**Your task**
Give every entry again, exactly as it stands.

**Information shown**
>>
PR #5924, opened 2026-07-09
Reject invalid Glacier2.RoutingTable.MaxSize values at startup

### LINKED ISSUE #5863: [Audit-Low] Glacier2 RoutingTable.MaxSize ≤ 0 is unvalidated — UB/crash (negative) or per-invocation livelock (zero)
### Summary
`Glacier2.RoutingTable.MaxSize` is read as an `int` with no floor. A negative value dereferences an empty list (undefined behavior / crash) on the first client invocation; `0` immediately evicts every added proxy, producing a per-invocation client↔router livelock. Neither is validated or warned.

### Mechanism
`_maxSize` is read with no validation ([`RoutingTable.cpp:13`](https://github.com/zeroc-ice/ice/blob/b71bc8ed0ad0baff8ecc784614f42ca9d15a5a0b/cpp/src/Glacier2/RoutingTable.cpp#L13)). `add()` inserts the proxy then evicts while `static_cast<int>(_map.size()) > _maxSize` ([`RoutingTable.cpp:102-116`](https://github.com/zeroc-ice/ice/blob/b71bc8ed0ad0baff8ecc784614f42ca9d15a5a0b/cpp/src/Glacier2/RoutingTable.cpp#L102-L116)):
<<
**Response box**
PR #5924, opened 2026-07-09
Reject invalid Glacier2.RoutingTable.MaxSize values at startup

### LINKED ISSUE #5863: [Audit-Low] Glacier2 RoutingTable.MaxSize ≤ 0 is unvalidated — UB/crash (negative) or per-invocation livelock (zero)
### Summary
`Glacier2.RoutingTable.MaxSize` is read as an `int` with no floor. A negative value dereferences an empty list (undefined behavior / crash) on the first client invocation; `0` immediately evicts every added proxy, producing a per-invocation client↔router livelock. Neither is validated or warned.

### Mechanism
`_maxSize` is read with no validation ([`RoutingTable.cpp:13`](https://github.com/zeroc-ice/ice/blob/b71bc8ed0ad0baff8ecc784614f42ca9d15a5a0b/cpp/src/Glacier2/RoutingTable.cpp#L13)). `add()` inserts the proxy then evicts while `static_cast<int>(_map.size()) > _maxSize` ([`RoutingTable.cpp:102-116`](https://github.com/zeroc-ice/ice/blob/b71bc8ed0ad0baff8ecc784614f42ca9d15a5a0b/cpp/src/Glacier2/RoutingTable.cpp#L102-L116)):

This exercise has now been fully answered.